Architect, maintain, and scale containerized AI services deployed to Kubernetes, with emphasis on Azure Kubernetes Service (AKS).
Design orchestration layers that manage model calls, downstream services, retries, rate limits, and failure handling.
Optimize system performance under load, including horizontal scaling, autoscaling policies, resource management, and cost control.
Implement WebSocket or real-time client communication patterns for interactive AI applications.
Contribute to infrastructure-as-code and CI/CD practices for AI service deployment, collaborating with CloudOps, DevOps, and application engineering teams to ensure reliability, availability, and operational standards are met.
Partner with Product and business stakeholders to translate projected traffic, adoption, and growth targets into scalable technical architectures and capacity plans and debug production level issues as needed.
Requirements
3-5 years of software engineering experience with strong fundamentals in object-oriented programming, design patterns, and distributed system design.

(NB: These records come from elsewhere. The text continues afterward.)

PR #30053, opened 2023-08-01
Remove lzma path workaround for MacOS

### LINKED ISSUE #29736: Revert ad-hoc fix for gstreamer dylib issue.
The workaround introduced by #29733 should be reverted once upstream fixes the bug identified in the linked ticket:

https://gitlab.freedesktop.org/gstreamer/cerbero/-/issues/428

I'm creating this issue to keep track of this change on our end.

mrobinson:
Now that the new version of GStreamer fixes this issue, we can remove
the workarounds for this problem as well as all of the homebrew
bootstrapping logic.

Closes #29736  

---


python/servo/platform/macos.py
```diff
@@ -15,9 +15,9 @@
 from .. import util
 from .base import Base
 
-URL_BASE = "https://github.com/servo/servo-build-deps/releases/download/macOS"
-GSTREAMER_URL = f"{URL_BASE}/gstreamer-1.0-1.22.2-universal.pkg"
-GSTREAMER_DEVEL_URL = f"{URL_BASE}/gstreamer-1.0-devel-1.22.2-universal.pkg"
+URL_BASE = "https://github.com/servo/servo-build-deps/releases/download/macOS-2"
```
mukilan, line 18: Did you have to create a new tagged release because you were not able to edit the existing release and add the newer gstreamer packages? If so, I can just add it to the existing release as I'm able to edit them. I'll also look into how to give everyone access to edit the existing release.

mrobinson: I didn't edit the release, because I thought there was a limit on the size of the release, but it appears this isn't the case. I can use the same release in a new version of this change.

mrobinson: Okay. I've updated this change to use the same release.

mukilan (approved):
Thanks for fixing this!

mrobinson:
Looks like this failure is a GitHub infra flake:

`Error: Unable to resolve action `actions/checkout@v3`, unable to find version `v3`. Unable to resolve action `actions/download-artifact@v3`, unable to find version `v3`. Unable to resolve action `actions/upload-artifact@v3`, unable to find version `v3``

I'm sending this change back to the merge queue.

PR #30054, opened 2023-08-01
Set the MacOS rpath in the build script

mrobinson:
Use the build script to set the rpath in MacOS instead of mach. This is
another step toward allowing building servo without mach.

---

### DIFF
--- a/python/servo/build_commands.py
+++ b/python/servo/build_commands.py
@@ -238,12 +238,6 @@ class MachCommands(CommandBase):
                     if not package_gstreamer_dylibs(self.cross_compile_target, servo_path):
                         return 1
 
-                    # On Mac we use the relocatable dylibs from offical gstreamer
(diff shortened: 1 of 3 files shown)


python/servo/build_commands.py
```diff
@@ -404,10 +398,6 @@ def change_link_name(binary, old, new):
     install_name_tool(binary, '-change', old, f"@executable_path/{new}")
 
 
-def add_rpath_to_binary(binary, relative_path):
-    install_name_tool(binary, "-add_rpath", relative_path)
-
-
 def change_rpath_in_binary(binary, old, new):
```
mukilan, line 401: I believe change_rpath_in_binary can also be deleted as it is not used anywhere after the hombrew logic was removed.

mrobinson: Good point! I've gone ahead and removed this function as well.

jdm (approved):

PR #30056, opened 2023-08-01
Make rustup a requirement and switch to `rust-toolchain.toml`

mrobinson:
This change makes rustup a requirement for building Servo with `./mach`
and switches to the newer `rust-toolchain.toml` format. The goal here is
to make mach builds more similar to non-mach builds.

- The new format allows listing the required components, removing some of
  the complexity from our mach scripts.
- This means we must raise the required version of rustup to 1.23. The
  current version is 1.26.
- We no longer wrap every call to cargo and rustc in "rustup run" calls
  as both cargo and rustc will take care of installing and using all
  necessary components specified in `rust-toolchain.toml` when run
  inside the project directory.

---


jdm (approved):

jdm:
Nice improvement!

sagudev:
This causes docs build to fail: https://github.com/servo/servo/actions/runs/5729143739/job/15525263105

mrobinson:
> This causes docs build to fail: https://github.com/servo/servo/actions/runs/5729143739/job/15525263105

Fix posted here: https://github.com/servo/servo/pull/30058

PR #30058, opened 2023-08-02
Fix the docs build

mrobinson:
Type inference was incorrectly inferring that our `check_output()`
helper was returning `str` when in reality, it returns `bytes`. This
fixes the callers that were no longer decoding those bytes and fixes the
type annotation on the function.

---

- [x] These changes do not require tests because they fix build scripts.

### DIFF
--- a/python/servo/command_base.py
+++ b/python/servo/command_base.py
@@ -141,7 +141,7 @@ def call(*args, **kwargs):
     return subprocess.call(*args, shell=sys.platform == 'win32', **kwargs)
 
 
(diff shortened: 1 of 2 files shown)


mukilan (approved):

mrobinson:
Looks like this failure is an unrelated flake:

```
    OK /fetch/private-network-access/worker-blob-fetch.tentative.window.html
        PASS [expected FAIL] subtest: treat-as-public to public: success. 
```

PR #30060, opened 2023-08-02
Simplify solve_containing_block_padding_border_and_margin_for_in_flow_box()

Loirooriol:
Just use clamp_between_extremums() to resolve the inline size, and then only call solve_inline_margins_for_in_flow_block_level() once.

There should be no change in behavior.

---

- [X] These changes do not require tests because there should be no change in behavior


mrobinson (approved):
Nice cleanup!

PR #30061, opened 2023-08-02
Make fewer PositioningContexts when descending

mrobinson:
When descending and we have the option, don't create new
PositioningContexts just to update the static position of laid out
abspos descendants. Instead, use the new PositioningContextLength to
only update the newly added hoisted abspos boxes.

---

### DIFF
--- a/components/layout_2020/positioned.rs
+++ b/components/layout_2020/positioned.rs
@@ -158,13 +158,16 @@ impl PositioningContext {
     /// with the hoisted fragment so that it can be laid out properly at the containing
     /// block.
     ///
-    /// This function is used to update that static position at every level of the
-    /// fragment tree as the hoisted fragments move back up to their containing blocks.
-    /// Once an ancestor fragment is laid out, this function can be used to aggregate its
-    /// offset on the way back up.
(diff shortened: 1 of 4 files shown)


components/layout_2020/positioned.rs
```diff
@@ -175,20 +190,22 @@ impl PositioningContext {
     pub(crate) fn adjust_static_position_of_hoisted_fragments(
         &mut self,
         parent_fragment: &Fragment,
+        index: PositioningContextLength,
```
Loirooriol, line 193: Nit: The comment above says

> This function is used to update that static position at every level of the fragment tree

But this can now be limited with `index`, so the comment may need some update.

Loirooriol (approved):
LGTM with nit.

But this is on top of #30057, which ended up having more failures than expected. So maybe you should land this 1st, only taking the necessary parts from #30057

components/layout_2020/positioned.rs
mrobinson: Okay. I've updated this comment.

mrobinson:
Thanks for the review! I've gone ahead and taken the bits of #30057 that were relevant to this change.

PR #30072, opened 2023-08-04
Handle inline margins when avoiding floats

### LINKED ISSUE #30050: Inline margins of a BFC root should be allowed to overlap floats
Similarly to #30037, but in the inline axis, margins of a replaced element or BFC roots should be able to overlap floats

```html
<!DOCTYPE html>
<style>
.float { float: left; width: 50px; height: 250px; background: cyan; }
.float ~ div { display: flow-root; width: 25px; height: 25px; }
</style>
<div style="display: flow-root; width: 100px; border: solid">
  <div class="float"></div>

  <div style="background: magenta; margin-left: 0px; margin-right: auto"></div>
  <div style="background: magenta; margin-left: 25px; margin-right: auto"></div>
  <div style="background: magenta; margin-left: 50px; margin-right: auto"></div>
  <div style="background: magenta; margin-left: 75px; margin-right: auto"></div>

  <div style="background: orange; margin-left: auto; margin-right: 0px"></div>
  <div style="background: orange; margin-left: auto; margin-right: 25px"></div>
  <div style="background: orange; margin-left: auto; margin-right: 50px"></div>
  <div style="background: orange; margin-left: auto; margin-right: 75px"></div>

  <div style="background: lime; margin-left: auto; margin-right: auto"></div>
</div>
```

| Servo | Blink | Firefox | WebKit |
| - | - | - | - |
|  |  |  |  |

Loirooriol:
---

- [X] These changes fix #30050

### DIFF
--- a/components/layout_2020/flow/float.rs
+++ b/components/layout_2020/flow/float.rs
@@ -13,7 +13,7 @@ use crate::formatting_contexts::IndependentFormattingContext;
 use crate::fragment_tree::{BoxFragment, CollapsedBlockMargins, CollapsedMargin, FloatFragment};
 use crate::geom::flow_relative::{Rect, Vec2};
 use crate::positioned::PositioningContext;
-use crate::style_ext::{ComputedValuesExt, DisplayInside};
+use crate::style_ext::{ComputedValuesExt, DisplayInside, PaddingBorderMargin};
 use crate::ContainingBlock;
 use euclid::num::Zero;
 use servo_arc::Arc;
@@ -85,6 +85,11 @@ pub(crate) struct PlacementAmongFloats<'a> {
     /// The minimum position in the block direction for the placement. Objects should not
     /// be placed before this point.
     ceiling: Length,
+    /// The inline position where the object would be if there were no floats. The object
+    /// can be placed after it due to floats, but not before it.
+    min_inline_start: Length,
+    /// The maximum inline position that the object can attain when avoiding floats.
+    max_inline_end: Length,
 }
 
 impl<'a> PlacementAmongFloats<'a> {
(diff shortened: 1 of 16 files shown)


Loirooriol:
This is the correct job: https://github.com/servo/servo/actions/runs/5762557519

mrobinson:
After the fixes this morning, the job linked above  ([#5762472065](https://github.com/servo/servo/actions/runs/5762472065)) should test commit 7ad9411a2e52aabf20ac8919f055b66d6d09648a (which I think is the right one). You can see the checkout action checking out the proper commit here: https://github.com/servo/servo/actions/runs/5762472065/job/15622296584

mrobinson:
Here's the link to the check out hash: https://github.com/servo/servo/actions/runs/5762472065/job/15622296584#step:3:589

Loirooriol:
I think I disagree with `new-fc-beside-float-with-margin.html`.
Adopting that behavior would imply either inconsistencies with the `width: auto` case, or severely nonsensical behaviors.
So I guess I will just let it fail, and add new tests instead.

mrobinson:
> I think I disagree with `new-fc-beside-float-with-margin.html`. Adopting that behavior would imply either inconsistencies with the `width: auto` case, or severely nonsensical behaviors. So I guess I will just let it fail, and add new tests instead.

Does it make sense to open a WPT or spec bug for this test?

mrobinson:
Thanks for the background. Either of those things seem fine to me.

Loirooriol:
I could add more tests of cases that seem broken in other browsers, but 7 passes seem enough for now.

components/layout_2020/flow/float.rs
```diff
@@ -81,29 +81,42 @@ pub(crate) struct PlacementAmongFloats<'a> {
...
+    min_inline_start: Length,
+    /// The maximum inline position that the object can attain when avoiding floats.
+    max_inline_end: Length,
 }
 
 impl<'a> PlacementAmongFloats<'a> {
     pub(crate) fn new(
         float_context: &'a FloatContext,
         ceiling: Length,
-        object_size: Vec2<Length>,
```
mrobinson, line 94: I think it makes sense to simply clone the input to this function instead of passing a reference.

mrobinson (approved):
Great change. Looks good to me with a small suggestion proposed below. I think it's also a good idea to open specification issue about the behavior of margins when placing an independent formatting context / replaced element next to a float.

components/layout_2020/flow/float.rs
Loirooriol: Done

Loirooriol:
Forgot to check the new tests in layout-2013

Loirooriol:
I filed https://github.com/w3c/csswg-drafts/issues/9174

Turns out Servo was already differing from other browsers even without floats: in over-constrained cases, `getComputedStyle` provides the used value (according to the spec), other browsers just absolutize the computed value.

Also, including the adjustment to avoid floats into the used value of margins means that we have round-tripping. Other browsers don't round-trip `auto` margins, which seems quite bad.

Professional experience in Python, C#, Java, or a similar language used in production systems.
Strong hands-on experience with containerization (Docker) and Kubernetes-based orchestration (AKS preferred).
Experience integrating AI/LLM workloads into enterprise-grade distributed systems.
Experience designing APIs and backend systems that support high concurrency and real-time interactions.
Experience designing event-driven architectures using messaging systems (Azure Service Bus, RabbitMQ, SQS).